(Stored data)
****************************************
PR #31, opened 2022-07-20
Add virtual platform

robin-nitrokey:
This patch adds a `virt` feature and module with a virtual platform implementation.  This platform uses a basic user interface implementation and RAM storage.  It makes it easy to run tests without having to implement all required Trussed components.  As the `TrussedInterchange` and the RAM storage cannot be used concurrently, a mutex is used to protect the platform.

This is based on the platform that was already used in Trussed’s tests (`tests/card/mod.rs`).

This PR depends on #28 because of lifetime issues.


sosthene-nitrokey:
```
error[E0282]: type annotations needed
  --> tests/counter.rs:36:18
   |
36 |     client::get(|client| {
   |                  ^^^^^^ consider giving this closure parameter a type
   |
   = note: type must be known at this point
```

Tests don't  compile without `--features virt`. They should probably be gated behind  a feature flag.

sosthene-nitrokey:
I think optional features are not compiled on docs.rs, do we want to add
```toml
[package.metadata.docs.rs]

features = ["virt"]
```

 in Cargo.toml so that the virtual client is documented on docs.rs?

robin-nitrokey:
Thanks for the review!  I’ve added a `cfg` attribute to the tests and activated the `virt` feature for `docs.rs`.  Ideally, we would have `virt` as a required feature for the tests in the manifest, but that would require a separate entry for each file which is not really nice to maintain.

daringer:
uh great for testing!

Issue #1239, opened 2026-07-25
agent-farm: migration backups (~/.agent-farm.bak-*) are never reaped


waleedkadous:
Found during a disk audit (2026-07-25): a `~/.agent-farm.bak-20260702-113930` directory — created by a state migration on 2026-07-02 — was still on disk three weeks later at **18 GB** (a full copy of the agent-farm dir, dominated by the logs it duplicated). Nothing ever deletes these backups.

Proposal:
- Migrations that create a `.bak` should record it and reap it after a verification window (e.g. 7 days of successful operation on the migrated state), or
- `codev doctor` should at minimum surface existing `.bak` dirs with age + size so the human can decide.

Related: the no-rotation issue filed alongside this one — the .bak was so large mostly because the logs inside it had never rotated.

waleedkadous:
## Completion statistics

Shipped in #1242 (merge commit `25b2ef9c`, merged 2026-07-25T12:41Z).

| | |
|---|---|
| Protocol | AIR (Implement → Review) |
| Iterations | 1 — no rework rounds |
| Started → complete | 09:40Z → 12:42Z (3h 1m wall clock) |
| Active build time | ~12 min (09:40Z → 09:52Z, when the pr gate was requested) |
| Human gate wait | 2h 45m (09:52Z → 12:37Z) |
| CMAP | codex APPROVE/HIGH, claude APPROVE/HIGH — no key issues from either |
| Required CI | 6/6 green |

### Diff

| File | Lines |
|---|---|
| `packages/codev/src/lib/migration-backup-audit.ts` | +188 (new) |
| `packages/codev/src/__tests__/migration-backup-audit.test.ts` | +182 (new, 14 tests) |
| `packages/codev/src/commands/doctor.ts` | +45 −1 |
| `codev/resources/commands/codev.md` + skeleton mirror | +10 |
| `codev/state/air-1239_thread.md` | +66 |
| **Total** | **490 insertions, 1 deletion** |

Implementation LOC excluding tests and the builder thread: **243** — inside AIR's 300-LOC threshold, so no escalation was needed.

### Testing

- 14 new unit tests; full suite **183 files / 3655 tests passed**, 3 files / 48 tests skipped (pre-existing)
- No flaky tests encountered; nothing skipped by this change
- End-to-end: ran the built `codev doctor` against a real home directory carrying the actual leftovers. It found all five, with sizes cross-checked against `du -sh`

### Notes for the record

[...]

PR #1247, opened 2026-07-25
[AIR #1239] Carry post-merge thread addendum to main (docs-only)

waleedkadous:
Docs-only follow-up to #1242 (issue #1239). Touches exactly one file: `codev/state/air-1239_thread.md`. No code, no tests, no behavior change.

## Why this needs its own PR

The #1242 merge carried the builder thread to main **as of the pr gate**. Everything learned during and after the merge could not ride that same merge — under AIR the thread lands on main *via* the PR, so anything generated at or after merge time is structurally unable to be in it. Left alone, that content lives only on `builder/air-1239` and disappears at worktree cleanup.

The knowledge with the shortest path to being lost is precisely the knowledge generated last, which is why the addendum now says so explicitly rather than just carrying the notes.

## What's added

- **`porch done` timing for AIR's terminal `pr` phase.** `transition.on_complete` is `null`, so running it while the PR is still open flips the protocol to complete against reality. Wait for the merge.
- **`mergeStateStatus: BLOCKED` with all checks green is the required-review rule, not CI.** Easy to misread as a failing check and start debugging a green build.
- **Porch pushes its own gate-approved commit,** so the follow-up `git push` is a no-op reporting "Everything up-to-date" — not a failed push.
- **The porch "protocol complete" commit lands after the merge** and therefore never reaches main. Expected, not a missed push.
- **The cross-PR `formatBytes` collision** (see below) and the general lesson it teaches.

## Note: this PR's CI will be red, and not because of this PR

`main` does not currently build, and I found it while branching off main to open this. Reported to the architect separately:

```
src/commands/doctor.ts(27,3): error TS2300: Duplicate identifier 'formatBytes'.
src/commands/doctor.ts(36,3): error TS2300: Duplicate identifier 'formatBytes'.
```

#1242 (this project) and #1243 (air-1238, session logs) merged three minutes apart. Both added a `formatBytes` helper that `doctor.ts` imports — mine from `lib/migration-backup-audit.js`, theirs from `agent-farm/servers/session-log-sweep.js`. Two separate import statements, no textual conflict, clean auto-merge, duplicate identifier on the combination. Each PR's required checks were green against its own base, and each base predated the other, so nothing in the per-PR gate ever compiled the two together.

I have deliberately **not** fixed it here. It spans two projects and the right fix — alias one import, or consolidate the two duplicate helpers into one shared util — is an ownership decision rather than a builder's unilateral call. This PR is docs-only on purpose; folding a cross-project build fix into it would muddy both.

Once main is green this branch should go green with it; it changes one markdown file under `codev/state/`.

### DIFF
--- a/codev/state/air-1239_thread.md
+++ b/codev/state/air-1239_thread.md
@@ -64,3 +64,55 @@ pre-existing drift is out of scope here.
 PR-phase checks green (`pr_exists`, `e2e_tests`). `porch gate 1239` registered
 the **pr gate — waiting for human approval**. Not running `porch approve`;
 that's the human's call.
+
+## Closed out
+
+Waleed approved the pr gate at 12:37Z (relayed by the architect). Ran
+`porch approve 1239 pr --a-human-explicitly-approved-this`; porch pushed the
+gate-approved commit itself, so the follow-up `git push` was a no-op
+confirming parity — worth knowing so a sibling doesn't think the push failed.
+
+All 6 required CI checks green. Note `mergeStateStatus` stayed `BLOCKED` with
+every check passing — that's the required-review rule, not CI, and it's what
+the architect's admin-merge clears. Don't misread it as a failing check.
+
+I held `porch done` until the merge actually landed: AIR's `pr` phase is
+terminal (`transition.on_complete: null`), so advancing while the PR was still
+open would have flipped the protocol to complete against reality. Merged
+12:41Z (`25b2ef9c`), then `porch done 1239` → PROTOCOL COMPLETE. Issue #1239
+auto-closed on merge; completion stats posted as an issue comment per the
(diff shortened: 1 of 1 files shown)


waleedkadous:
Closing unmerged after discussion with Waleed — the content is good, but the vehicle sets the wrong precedent. Post-merge learnings should flow builder → architect via afx send (which you already did, exemplarily), and the architect routes the durable bits into lessons-learned/issues at the next MAINTAIN pass. 'Every builder opens a post-merge thread PR' doesn't scale to the cohort. Your two lessons (AIR terminal-phase timing; 'green CI is evidence about the PR's base, not about main') are captured and will land in codev/resources/lessons-learned.md. Thank you — the loss-analysis in this PR's framing is exactly why nothing was actually lost.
****************************************
*WHAT YOU NEED TO DO*:
Each line of the entries above that includes "follow" counts once; state how many such lines there are, with the number as the only answer.

*RESPONSE TO THIS TASK*:
3